Could you print exactly the lines of the listing below, starting at the line that has "Apparently the BrainVision" and ending at the line that has "I was looking", and only those lines?

Input material ->

—————

PR #472, opened 2018-05-05
Add --json flag to produce machine readable output.

nellh:
This is useful to run the validator from Python (or other environments) and work with the resulting errors, warnings, and summary.

This mode also does not set exit codes, the reader is expected to check for errors or warnings.


chrisgorgo:
0.26.11 landed in npm

PR #487, opened 2018-07-19
MINOR: add remaining optional fields

sappelhoff:
added the optional "DatasetDOI" and "Acknowledgements" fields to `dataset_description.json` as specified in the specification  section [8.1](https://docs.google.com/document/d/1HFUkAEE-pB-angVcYe6pf_-fVf4sCpOHKesUvfb8Grc/edit#heading=h.ie43v2mfgaeq).

I furthermore took the liberty and rearranged the order of fields to match the order as described in the BIDS spec. This makes it easier for developers to go through the list top to bottom using a combination of the specification and the validator code.

### DIFF
--- a/validators/schemas/dataset_description.json
+++ b/validators/schemas/dataset_description.json
@@ -21,7 +21,10 @@
             "items": {
                 "type": "string"
             },
-            "type": "array"
+            "type": [
+                "string",
+                "array"
+            ]
         },
         "HowToAcknowledge": {
             "items": {
--- a/validators/schemas/dataset_description.json
+++ b/validators/schemas/dataset_description.json
@@ -2,39 +2,54 @@
     "$schema": "http://json-schema.org/draft-06/schema#",
     "$id": "http://example.com/example.json",
     "properties": {
+        "Name": {
+            "type": "string"
+        },
+        "BIDSVersion": {
+            "type": "string"
+        },
+        "License": {
+            "type": "string"
+        },
         "Authors": {
             "items": {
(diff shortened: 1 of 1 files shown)


sappelhoff:
btw, am I using the minor tag correctly? What I mean is "it's a minor change"

chrisgorgo:
There is no conventions about "MINOR:" in this repo, but I got what you mean. Thanks for the contribution!

chrisgorgo:
It seems to be failing on ds000117 - could you look into this?

sappelhoff:
yes, they do not have their `Acknowledgements` as array, see [here](https://github.com/INCF/BIDS-examples/blob/master/ds000117/dataset_description.json).

This can be fixed by enclosing their string with square brackets in the dataset `[ ]`.

According to the spec ([link](https://docs.google.com/document/d/1HFUkAEE-pB-angVcYe6pf_-fVf4sCpOHKesUvfb8Grc/edit#heading=h.qza727avafid)), Acknowledgements should be an array ... at least it reads like it.

validators/schemas/dataset_description.json
```diff
@@ -2,39 +2,54 @@
...
         },
-        "BIDSVersion": {
-            "type": "string"
-        },
-        "Funding": {
+        "Acknowledgements": {
             "items": {
                 "type": "string"
             },
-            "type": ["array", "string"]
```
chrisgorgo, line 18: Please leave it as a string or array - this will make the tests pass again.

PR #488, opened 2018-07-21
Added Neurostars message

franklin-feingold:
Added the Neurostars message for all CLI outputs. This is to bring attention to a location that they are able to ask questions. Even if the user has a validated dataset, it may be helpful to still have this link.


chrisgorgo:
Thanks!

Issue #475, opened 2018-05-26
Integrate validation of BrainVision data files


sappelhoff:
Some data are saved in a multi-file system. For example the Brainvision format for EEG data contains three files:

- `.eeg` binary eeg data
- `.vhdr` meta data in text format
- `.vmrk` event markers in text format relating to the `.eeg`

I don't know if there are multi-file systems accepted somewhere in BIDS up to now ... but as soon as BEP006_EEG will be merged, there will be that case (at the latest).

Once the BIDS-validator encounters data of a "multi-file" system, it might make sense to kick in some assertion that all files of the multi-file system are present such as in this pseudo-code (python-like because I don't know much about js):

``` python
# import some list of what multi_file_endings are in BIDS
import multi_file_endings

# Check if current file ending is part of multi_file_endings
if file_ending in multi_file_endings:
   
    # Check which other files should be present
    # e.g., if file_ending=='.vhdr', then 
    # other_file_endings = ['.eeg', '.vmrk'] 
    other_file_endings = find_multi_file_system(f_ending, multi_file_endings)

    # Assert all necessary files are present ... else, raise some error message
    for other_file_ending in other_file_endings:
        assert other_file_ending in dir_that_is_currently_checked
```

This might be relevant in general and not just for EEG, so I am posting it as an issue here.

sappelhoff:
Apparently the BrainVision file system will (as for now) be the only multi-file system in BIDS once the EEG spec is merged.

> EDIT: in MEG we have the file format ending in `.ds`, which is a directory ... so also kind of multifile

I have started to write some code to validate the BrainVision file triplets [here](https://github.com/sappelhoff/brainvision-reader). The aim is to make this an npm package for easy integration into the BIDS-validator.

It could then conveniently go right below this line:

https://github.com/INCF/bids-validator/blob/fc7ac71b1080918a4d17316389d54b89d6bf3ddb/validators/bids.js#L251-L253

@robertoostenveld  @CPernet

sappelhoff:
edit: This is now located here:
https://github.com/bids-standard/bids-validator/blob/c9901bc9c53480a8b9b13fedbe6ab5ae7a265b5c/validators/bids/groupFileTypes.js#L48

and needs some work

olgn:
reopening because the changes implemented in #701 broke the browser version of the validator and were reverted

sappelhoff:
relevant conversation in https://github.com/bids-standard/bids-validator/issues/718

PR #490, opened 2018-07-22
search for MEG modalities

### LINKED ISSUE #489: no modalities for MEG (and EEG) in summary
When running the BIDS-validator successfully, there is a nice summary output at the end such as:
```


        Summary:                 Available Tasks:        Available Modalities: 
        57 Files, 19.34kB        rhyme judgment          T1w                   
        13 - Subjects                                    inplaneT2             
        1 - Session                                      bold   
```
When testing data that contain MEG modalities (e.g., ds000117), that modality does not show up. Same thing for the EEG validator, which has not yet been merged but is even with master besides the few EEG-specific commits.

I was looking for why this might be the case and stumbled over these lines:

https://github.com/INCF/bids-validator/blob/88a30a31babf6d1f91d2a9d54efab8c150a7c3b8/validators/bids.js#L249-L258

Why is the modality part indented so as to only occur, if a nifti file was found? Is that perhaps a bug?

If not, what else could be the reson that MEG and EEG modalities are not shown in the summary?

sappelhoff:
fixes #489

### DIFF
--- a/validators/bids.js
+++ b/validators/bids.js
@@ -246,7 +246,7 @@ BIDS = {
             }
 
             // check nifti and MEG files
-        else if (RegExp('\.nii|i\.gz|\.fif|f\.gz|\.sqd|\.con|\.kdf|\.chn|\.trg|\.raw|\.mhf').test(file.name.slice(-4))) {
+        else if (RegExp('^.*\.(nii|nii\.gz|fif|fif\.gz|sqd|con|kdf|chn|trg|raw|raw\.mhf)$').test(file.name)) {
 
             // capture nifties for later validation
             if (file.name.endsWith('.nii') || file.name.endsWith('.nii.gz')) {niftis.push(file);}
--- a/validators/bids.js
+++ b/validators/bids.js
@@ -246,12 +246,7 @@ BIDS = {
             }
 
             // check nifti and MEG files
-            else if (file.name.endsWith('.nii') || file.name.endsWith('.nii.gz') ||
-                     file.name.endsWith('.fif') || file.name.endsWith('.fif.gz') ||
-                     file.name.endsWith('.sqd') || file.name.endsWith('con') ||
-                     file.name.endsWith('kdf') || file.name.endsWith('chn') ||
-                     file.name.endsWith('trg') || file.name.endsWith('raw') ||
-                     file.name.endsWith('raw.mhd')) {
+        else if (RegExp('\.nii|i\.gz|\.fif|f\.gz|\.sqd|\.con|\.kdf|\.chn|\.trg|\.raw|\.mhf').test(file.name.slice(-4))) {
 
             // capture nifties for later validation
             if (file.name.endsWith('.nii') || file.name.endsWith('.nii.gz')) {niftis.push(file);}
--- a/validators/bids.js
+++ b/validators/bids.js
@@ -176,7 +176,7 @@ BIDS = {
                 }
                 summary.size += file.stats.size;
             }
-        }); 
+        });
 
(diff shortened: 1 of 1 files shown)


validators/bids.js
```diff
@@ -245,19 +245,26 @@ BIDS = {
...
-                    summary.modalities.push(suffix);
-                }
+            // check nifti and MEG files
+            else if (file.name.endsWith('.nii') || file.name.endsWith('.nii.gz') ||
+                     file.name.endsWith('.fif') || file.name.endsWith('.fif.gz') ||
+                     file.name.endsWith('.sqd') || file.name.endsWith('con') ||
+                     file.name.endsWith('kdf') || file.name.endsWith('chn') ||
+                     file.name.endsWith('trg') || file.name.endsWith('raw') ||
+                     file.name.endsWith('raw.mhd')) {
+
```
sappelhoff: This fix works (at least for for ds000117) and is pretty straight forward. It can also be expanded once the EEG-validator is merged. We could then simply add a few more `|| (file.name.endsWith('.eeg))`. A more elegant solution would be something like (pseudocode): `if file.name.endsWith.anyOf([*array of file endings*])` But I don't know (yet) how to do that in JS.

chrisgorgo: No worries - it's a good start.

validators/bids.js
```diff
@@ -245,19 +245,26 @@ BIDS = {
...
+            // capture nifties for later validation
+            if (file.name.endsWith('.nii') || file.name.endsWith('.nii.gz')) {niftis.push(file);}
+
+            // collect modality summary
```
sappelhoff: @robertoostenveld ... the line below "capture nifties for later validation" would be an excellent entry point to "capture BrainVision files for validation" --> i.e., a quick check whether the file triplets are present (.eeg, .vhdr, .vmrk).

chrisgorgo: Good pointer for a future PR adding basic EEG header validation!

validators/bids.js
chrisgorgo: Seems that CodeClimat is not happy with such a long logical expression - could you try to replace it with a regular expression. Something similar to https://github.com/INCF/bids-validator/blob/master/utils/type.js#L47

validators/bids.js
```diff
@@ -246,12 +246,7 @@ BIDS = {
             }
 
             // check nifti and MEG files
-            else if (file.name.endsWith('.nii') || file.name.endsWith('.nii.gz') ||
-                     file.name.endsWith('.fif') || file.name.endsWith('.fif.gz') ||
-                     file.name.endsWith('.sqd') || file.name.endsWith('con') ||
-                     file.name.endsWith('kdf') || file.name.endsWith('chn') ||
-                     file.name.endsWith('trg') || file.name.endsWith('raw') ||
-                     file.name.endsWith('raw.mhd')) {
+        else if (RegExp('\.nii|i\.gz|\.fif|f\.gz|\.sqd|\.con|\.kdf|\.chn|\.trg|\.raw|\.mhf').test(file.name.slice(-4))) {
```
chrisgorgo: What about using the end of line special character `$`?

sappelhoff: @chrisfilo, I changed the RegExp a bit so that I don't have to use the `.slice`.

chrisgorgo:
Awesome thanks!

validators/bids.js
sappelhoff: Pointing to issue #475

sappelhoff:
Happy to help :-) What's the merging policy?

PR #503, opened 2018-08-09
Add warning for .tsv files without accompanying data dictionary (json)

bGrass:


nellh (changes requested):
This looks good except the error code should be updated to 78 so it can cleanly merge now that #501 is in.

nellh:
Tests do pass with the es6 linting fix that's now on master.

nellh:
Actually lets change this to code 82 to avoid conflicts with #451

nellh (approved):

PR #506, opened 2018-08-13
Sane echo times

### LINKED ISSUE #191: Check EchoTime1 and EchoTime2 for sane values
The value of (EchoTime2 - EchoTime1) should be within the range of 0.0001 and 0.01.

olgn:
fixes #191 

* throws an error if (EchoTime2 - EchoTime1) > 0.01 or (EchoTime2 - EchoTime1) < 0.0001 in sidecar dictionaries associated with _phasediff.nii files (these values are 'unreasonable'). 
* implements unit tests that demonstrate this idea


nellh (approved):
Looks good, matches spec definitions and tests are correct.

PR #507, opened 2018-08-14
Proper acq time format

### LINKED ISSUE #461: acq_time in scans.tsv
Hi,

I'm not sure the validator is checking the acq_time field properly.

Acording to the BIDS specs: "Datetime should be expressed in the following format 2009­-06­-15T13:45:30 (year, month, day, hour (24h), minute, second; this is equivalent to the RFC3339 “date-time” format, time zone is always assumed as local time)."

Martin @martcous discovered our MEG-BIDS datasets: 
e.g. https://openneuro.org/datasets/ds000247
SUB-0002_SES-0001_SCANS.TSV
Has a value of: 18901014T123300
Instead of: 1890-10-14T12:33:00

Cheers,

olgn:
fixes #461 

* checks the acq_time column of _scans.tsv, if present and returns an issue if the value is not properly formatted (in YYY-MM-DDTHH:mm:ss style)
* adds unit tests for properly + improperly formatted _scans.tsv files

to pass tests, this requires changes to improperly formatted BIDS-example datasets found [here](https://github.com/INCF/BIDS-examples/pull/114). once this change is merged I will re-run circle ci tests to get this through.


validators/tsv.js
```diff
@@ -227,6 +234,28 @@ var checkage89_plus = function(rows, file, issues){
...
+const checkAcqTimeFormat = function(rows, file, issues) {
+    const format = 'YYYY-MM-DDTHH:mm:ss';
+    const header = rows[0].trim().split('\t');
+    const acqTimeColumn = header.indexOf('acq_time');
+    const testRows = rows.slice(1);
+    for (let i = 0; i < testRows.length; i++) {
+        const line = testRows[i];
+        const lineValues = line.trim().split('\t');
+        const acqTime = lineValues[acqTimeColumn];
+        if (acqTime && !moment(acqTime, format, true).isValid()) {
```
nellh: Moment is overkill for this and this impacts bundle size significantly. We should either perform this check with our own function or use a lighter library like date-fns (I'd use date-fns@next since 2.0 is close). It has a very similar parse function that takes the same format string.

nellh (changes requested):

olgn:
@nellh replaced moment.js with date-fns. this will still need the BIDS-example pr to go through before this can pass tests

nellh (approved):

nellh:
I'll merge this once https://github.com/INCF/BIDS-examples/pull/114 lands.

PR #509, opened 2018-08-15
304 slice timing length

### LINKED ISSUE #304: Validate that each value in the SliceTiming array has the right number of elements
Should match to the 'k' dimension of the corresponding nifti volume.

olgn:
fixes #304 

* checks the length of the SliceTiming array and throws a warning if the length is not the same as the 'k' dimension of the associated nifti header.
* includes unit tests


nellh (approved):
This looks good, can you resolve the conflicts?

—————

Task answer ->
Apparently the BrainVision file system will (as for now) be the only multi-file system in BIDS once the EEG spec is merged.

> EDIT: in MEG we have the file format ending in `.ds`, which is a directory ... so also kind of multifile

I have started to write some code to validate the BrainVision file triplets [here](https://github.com/sappelhoff/brainvision-reader). The aim is to make this an npm package for easy integration into the BIDS-validator.

It could then conveniently go right below this line:

https://github.com/INCF/bids-validator/blob/fc7ac71b1080918a4d17316389d54b89d6bf3ddb/validators/bids.js#L251-L253

@robertoostenveld  @CPernet

sappelhoff:
edit: This is now located here:
https://github.com/bids-standard/bids-validator/blob/c9901bc9c53480a8b9b13fedbe6ab5ae7a265b5c/validators/bids/groupFileTypes.js#L48

and needs some work

olgn:
reopening because the changes implemented in #701 broke the browser version of the validator and were reverted

sappelhoff:
relevant conversation in https://github.com/bids-standard/bids-validator/issues/718

PR #490, opened 2018-07-22
search for MEG modalities

### LINKED ISSUE #489: no modalities for MEG (and EEG) in summary
When running the BIDS-validator successfully, there is a nice summary output at the end such as:
```


        Summary:                 Available Tasks:        Available Modalities: 
        57 Files, 19.34kB        rhyme judgment          T1w                   
        13 - Subjects                                    inplaneT2             
        1 - Session                                      bold   
```
When testing data that contain MEG modalities (e.g., ds000117), that modality does not show up. Same thing for the EEG validator, which has not yet been merged but is even with master besides the few EEG-specific commits.

I was looking for why this might be the case and stumbled over these lines:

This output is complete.